Event Detail Information

TCB Group - "X-ray structures of the human Cx26 gap junction channel reveal an electrostatic mechanism for calcium-mediated ion selectivity and a model for channelopathies"

Speaker Mark Yeager, M.D., Ph.D, Department of Molecular Physiology and Biological Physics, University of Virginia School of Medicine and Professor of Cardiovascular Medicine University of Virginia Health System, Charlottesville, VA
Date Dec 16, 2013
Time 3:00 pm - 4:00 pm  
Location 3269 Beckman Institute
Sponsor Klaus Schulten
Contact Donna H. Fackler
Event type Seminar
Views 5585
Originating Calendar Beckman Main Calendar
Dr. Yeager’s presentation will focus on recent progress related to the structure and function of gap junction channels. Hexameric connexin (Cx) hemichannels from adjacent cells dock end-to-end to form gap junction channels that mediate the passage of ions, second messengers, and metabolites, thereby providing intercellular signaling crucial in normal and pathological physiology. To explore the mechanism by which Ca2+ blocks ionic conductance during tissue injury, we solved X-ray crystal structures of a human gap junction channel with and without bound Ca2+. Three-dimensional crystals of recombinant Cx26 were grown using a new class of detergents designated facial amphiphiles (FAs), which have a cholate backbone with polar groups extending from one face and a short alkyl chain extending from the opposite face. FA-solubilized Cx26 crystallized into the H32 space group with two monomers in the asymmetric unit, and the crystals diffracted isotropically to 3.2 Å resolution. Crystals in the absence of Ca2+ were grown under similar conditions. A cryoEM map of Cx43 at 5.7-Å resolution [Fleishman et al., Mol. Cell 15: 879-888 (2004)] was used as a search model for molecular replacement. The Ca2+-bound and free structures were nearly identical, ruling out a large-scale steric mechanism for channel block.

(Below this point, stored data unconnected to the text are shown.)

PR #370, opened 2017-11-04
IntfsOrch uses ConsumerTable instead of ConsumerStateTable

qiluo-msft:
Signed-off-by: Qi Luo <qiluo-msft@users.noreply.github.com>

**What I did**
IntfsOrch uses ConsumerTable instead of ConsumerStateTable

**Why I did it**
Sample Intfs events:
```
Nov  4 18:53:52.393657 str-msn2700-03 WARNING orchagent: :- doTask: IntfsOrch::doTask receives Ethernet96:10.0.0.48/31 DEL
Nov  4 18:53:52.403133 str-msn2700-03 WARNING orchagent: :- doTask: IntfsOrch::doTask receives Ethernet96:10.0.1.48/8 SET
Nov  4 18:53:52.407662 str-msn2700-03 WARNING orchagent: :- doTask: IntfsOrch::doTask receives Ethernet96:10.0.1.48/24 SET
Nov  4 18:53:52.407999 str-msn2700-03 WARNING orchagent: :- doTask: IntfsOrch::doTask receives Ethernet96:10.0.1.48/8 DEL
```
The order of events are important here, so use original ConsumerTable to keep the event order. ConsumerStateTable will not keep the order.

**How I verified it**
Test it on DUT, use 'sudo ifconfig Ethernet96 10.0.1.48/24‘ to change interface IP address

**Details if related**

### DIFF
--- a/intfsyncd/intfsync.cpp
+++ b/intfsyncd/intfsync.cpp
@@ -6,7 +6,6 @@
 #include "logger.h"
 #include "netmsg.h"
 #include "dbconnector.h"
-#include "producerstatetable.h"
 #include "linkcache.h"
 #include "intfsyncd/intfsync.h"
 
--- a/intfsyncd/intfsync.h
+++ b/intfsyncd/intfsync.h
@@ -2,7 +2,7 @@
 #define __INTFSYNC__
 
 #include "dbconnector.h"
-#include "producerstatetable.h"
+#include "producertable.h"
 #include "netmsg.h"
 
 namespace swss {
@@ -17,7 +17,7 @@ public:
     virtual void onMsg(int nlmsg_type, struct nl_object *obj);
 
 private:
-    ProducerStateTable m_intfTable;
+    ProducerTable m_intfTable;
 };
 
 }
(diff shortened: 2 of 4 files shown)


lguohan:
I do not understand the sequence here. if you set 10.0.0.148/31, at end of the day, you will have an interface in the appdb which is 10.0.0.148/31.

qiluo-msft:
(sorry, corrected original text)

lguohan:
in the end, your log still suggest it creates the Ethernet96:10.0.1.48/24, so I am not sure if change to the state table what is exactly the issue. Can you show the original issue?

qiluo-msft:
There should be no issue if keep using ConsumerStateTable, or not intensively test. I submitted this PR because in concept, IntfsOrch processes events which are order sensitive. So no point to use ConsumerStateTable here.

zhenggen-xu:
Can we get this code in if we don't have objections?  This is the right way to handle interface messages.  This can solve the weirdness of the ifconfig problem work-arounded in intfsorch.cpp.   We want to get rid of those code to pave the road for ipv6 link-local use cases or even any type of overlapping subnet/ip use cases.

PR #374, opened 2017-11-07
[pfcwd]: Switch to Config DB

marian-pritsak:


qiluo-msft:
swssconfig still writes everything into APPL_DB. So this change will break (manual) PFC WD test.
Please double check.

PR #375, opened 2017-11-08
[mtu] Update the mtu on host interfaces if config DB changes

hzheng5:
Signed-off-by: Haiyang Zheng <haiyang.z@alibaba-inc.com>

**What I did**

Now, portsyncd is subscribed to config DB, and use handlePortConfig to copy port config from config DB to APP DB. Here, we also need to update the host interfaces MTU in linux kernel if the port config changes.

**Why I did it**

Otherwise, there will be discrepancy between linux kernel MTU and port MTU in config DB/app DB. 

**How I verified it**

Update the port inside config_db.json file with new mtu field, and verify both kernel MTU and ASIC port MTU has been updated properly.

**Details if related**

This pull request require the following pull request
https://github.com/Azure/sonic-buildimage/pull/1128

With both changes, the MTU from config DB will be the only source for Kernel MTU and port MTU on ASIC.

### DIFF
--- a/portsyncd/portsyncd.cpp
+++ b/portsyncd/portsyncd.cpp
@@ -13,6 +13,7 @@
 #include "producerstatetable.h"
 #include "portsyncd/linksync.h"
 #include "subscriberstatetable.h"
+#include "exec.h"
 
 #define DEFAULT_PORT_CONFIG_FILE     "port_config.ini"
 
@@ -250,6 +251,19 @@ void handlePortConfig(ProducerStateTable &p, map<string, KeyOpFieldsValuesTuple>
             if (op == SET_COMMAND)
             {
                 p.set(key, values);
+                for (auto fv : values)
+                {
+                    string field = fvField(fv);
+                    string value = fvValue(fv);
+
+                    /* Update the mtu field on host interface */
+                    if (field == "mtu")
+                    {
+                        string cmd, res;
+                        cmd = "ip link set " + key + " mtu " + value;
+                        swss::exec(cmd, res);
+                     }
+                }
             }
 
             it = port_cfg_map.erase(it);


portsyncd/portsyncd.cpp
```diff
@@ -250,6 +250,24 @@ void handlePortConfig(ProducerStateTable &p, map<string, KeyOpFieldsValuesTuple>
...
+                {
+                    string field = fvField(fv);
+                    string value = fvValue(fv);
+
+                    /* Update the mtu field on host interface */
+                    if (field == "mtu")
+                    {
+                        char system_cmd[1024];
+                        snprintf(system_cmd, sizeof(system_cmd), "ip link set %s mtu %s", key.c_str(), value.c_str());
+                        int ret_val = system(system_cmd);
```
prsunny: Generally, I've seen the usage of swss::exec to execute commands instead of direct system call. Can you check? Also, you could use stringstream for the command which would be convenient instead of allocating a buffer and then use snprintf

You could refer: IntfMgr::setIntfIp in intfmgr.cpp

hzheng5: Thanks Sunny. 

Will check.

hzheng5: Hi @prsunny ,

Just updated the diff with exec. Thanks for your suggestion.

Please help review the latest diff.

Cheers,
Haiyang

hzheng5:
Hi @prsunny ,

Just updated the diff with exec. Thanks for your suggestion.

Please help review the latest diff.

Cheers,
Haiyang

prsunny:
I'm fine with the code changes.

portsyncd/portsyncd.cpp
```diff
@@ -250,6 +251,19 @@ void handlePortConfig(ProducerStateTable &p, map<string, KeyOpFieldsValuesTuple>
...
+                {
+                    string field = fvField(fv);
+                    string value = fvValue(fv);
+
+                    /* Update the mtu field on host interface */
+                    if (field == "mtu")
+                    {
+                        string cmd, res;
+                        cmd = "ip link set " + key + " mtu " + value;
+                        swss::exec(cmd, res);
```
prsunny: Do you want to check for return value?.

hzheng5: Hi Sunny @prsunny ,

The return value will be checked inside swss::exec, if failed swss::exec will throw an error. 

Thanks,
Haiyang

PR #376, opened 2017-11-09
Refine syntax: expose overloaded inherited functions

qiluo-msft:


cfgmgr/vlanmgr.cpp
```diff
@@ -167,12 +167,11 @@ bool VlanMgr::removeHostVlanMember(int vlan_id, const string &port_alias)
 
 bool VlanMgr::isVlanMacOk()
 {
-    return !(!gMacAddress);
+    return !!gMacAddress;
```
rodnymolina: I know i'm late for this one, but i just noticed it now. Why would you change from the previous readable notation to this unintuitive one?

qiluo-msft: Unnecessary parentheses make the previous code less readable, and less intuitive.

PR #382, opened 2017-11-12
Remove the threads inside PfcWdSwOrch and AclOrch

qiluo-msft:
**What I did**
Remove the threads inside PfcWdSwOrch and AclOrch, instead, use Selectable objects to represent the notification event or timer event, and process these events similar to ConsumerTable events.

**Why I did it**
One design principle of orchagent is single thread. libsairedis is not thread-safe.

**How I verified it**
Manual PFC WD test on DUT

**Details if related**
Depends on https://github.com/Azure/sonic-swss-common/pull/160

### DIFF
--- a/cfgmgr/vlanmgr.cpp
+++ b/cfgmgr/vlanmgr.cpp
@@ -341,7 +341,7 @@ void VlanMgr::processUntaggedVlanMembers(string vlan, const string &members)
         SWSS_LOG_ERROR("Failed to find tableName:%s", CFG_VLAN_MEMBER_TABLE_NAME);
         return;
     }
-    Consumer& consumer = consumer_it->second;
+    auto& consumer = (Consumer &)*consumer_it->second;
 
     vector<string> vlanMembers = tokenize(members, ',');
 
@@ -469,7 +469,7 @@ void VlanMgr::doTask(Consumer &consumer)
 {
     SWSS_LOG_ENTER();
 
-    string table_name = consumer.m_consumer->getTableName();
+    string table_name = consumer.getTableName();
 
     if (table_name == CFG_VLAN_TABLE_NAME)
     {
--- a/cfgmgr/vlanmgr.cpp
+++ b/cfgmgr/vlanmgr.cpp
@@ -341,7 +341,7 @@ void VlanMgr::processUntaggedVlanMembers(string vlan, const string &members)
         SWSS_LOG_ERROR("Failed to find tableName:%s", CFG_VLAN_MEMBER_TABLE_NAME);
         return;
     }
-    auto& consumer = (Consumer &)*consumer_it->second;
+    auto& consumer = static_cast<Consumer &>(*consumer_it->second);
 
     vector<string> vlanMembers = tokenize(members, ',');
 
--- a/orchagent/orch.cpp
+++ b/orchagent/orch.cpp
@@ -45,9 +45,6 @@ Orch::Orch(const vector<TableConnector>& tables)
 
 Orch::~Orch()
 {
-    for(auto &it : m_consumerMap)
-        delete it.second.m_consumer;
-
     if (gRecordOfs.is_open())
     {
         gRecordOfs.close();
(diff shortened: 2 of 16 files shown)


orchagent/orch.cpp
```diff
@@ -373,10 +356,17 @@ void Orch::addConsumer(DBConnector *db, string tableName)
 {
     if (db->getDB() == CONFIG_DB)
     {
-        Consumer consumer(new SubscriberStateTable(db, tableName));
-        m_consumerMap.insert(ConsumerMapPair(tableName, consumer));
-    } else {
-        Consumer consumer(new ConsumerStateTable(db, tableName, gBatchSize));
-        m_consumerMap.insert(ConsumerMapPair(tableName, consumer));
+        addExecutor(tableName, new Consumer(new SubscriberStateTable(db, tableName), this));
```
prsunny: Just to understand, since there is no return pointer to object here, the free must be happening in the callee, right?. Also will it be good to use smart pointers (unique_ptr) to avoid any memory leaks?

orchagent/timer.h
```diff
@@ -0,0 +1,28 @@
...
+
+class ExecutableTimer : public Executor
+{
+public:
+    ExecutableTimer(SelectableTimer *timer, Orch *orch)
+        : Executor(timer, orch)
+    {
+    }
+
+    SelectableTimer *getSelectableTimer()
```
prsunny: Noticed in rest of your code changes, the usage of "const" for class functions like this. Do you want to add it here as well?

orchagent/timer.h
```diff
@@ -0,0 +1,28 @@
+#pragma once
```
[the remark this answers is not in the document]
qiluo-msft: I prefer move to pragma since it is much more clean and less easy mistaken. It is nearly a practical 'standard'.

[https://en.wikipedia.org/wiki/Pragma_once](https://en.wikipedia.org/wiki/Pragma_once)

---
In reply to: [150723282](https://github.com/Azure/sonic-swss/pull/382#discussion_r150723282) [](ancestors = 150723282)

orchagent/timer.h
qiluo-msft: This wrapper class doesn't care about non const access to timer, so it will keep it as raw as possible. Do you find any harm for ExecutableTimer class?

---
In reply to: [150728600](https://github.com/Azure/sonic-swss/pull/382#discussion_r150728600) [](ancestors = 150728600)

cfgmgr/vlanmgr.cpp
```diff
@@ -341,7 +341,7 @@ void VlanMgr::processUntaggedVlanMembers(string vlan, const string &members)
         SWSS_LOG_ERROR("Failed to find tableName:%s", CFG_VLAN_MEMBER_TABLE_NAME);
         return;
     }
-    Consumer& consumer = consumer_it->second;
+    auto& consumer = (Consumer &)*consumer_it->second;
```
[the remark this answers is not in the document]
qiluo-msft: original 
consumer_it->second :: Consumer
now
consumer_it->second :: Executor*

The cast is valid, since there is only Consumers in this application. I can change it to static_cast.

---
In reply to: [150726106](https://github.com/Azure/sonic-swss/pull/382#discussion_r150726106) [](ancestors = 150726106)

orchagent/orch.cpp
qiluo-msft: The Executor classes (include Consumer) will hold and responsible to release the memory by design. You may check the comment there.

The Orch classes will hold and responsible to release the memory by original design.

I would not use unique_ptr here, since the lifecycle of the new objects is larger than the function-local.

---
In reply to: [150727650](https://github.com/Azure/sonic-swss/pull/382#discussion_r150727650) [](ancestors = 150727650)

lguohan:
retest this please

orchagent/timer.h
prsunny: I don't see any harm. Just noticed the change between the two class defines

orchagent/timer.h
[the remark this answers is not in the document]
prsunny: pragma has its advantage.. I was just mentioning on the consistency with other header files

orchagent/orch.cpp
prsunny: ok

lguohan:
retest this please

In both cases, the pore diameter was ~15 Å, sufficient for the passage of hydrated ions. The sites for Ca2+ coordination reside at the interface between adjacent subunits, near the entrance to the extracellular gap, accompanied by local conformational shifts of Ca2+-chelating residues. Molecular dynamics simulations and electrostatic calculations suggest that Ca2+ induces an electrostatic barrier to the passage of cations. A reduction of this electrostatic barrier provides an explanation for some Cx26 channelopathies that cause deafness.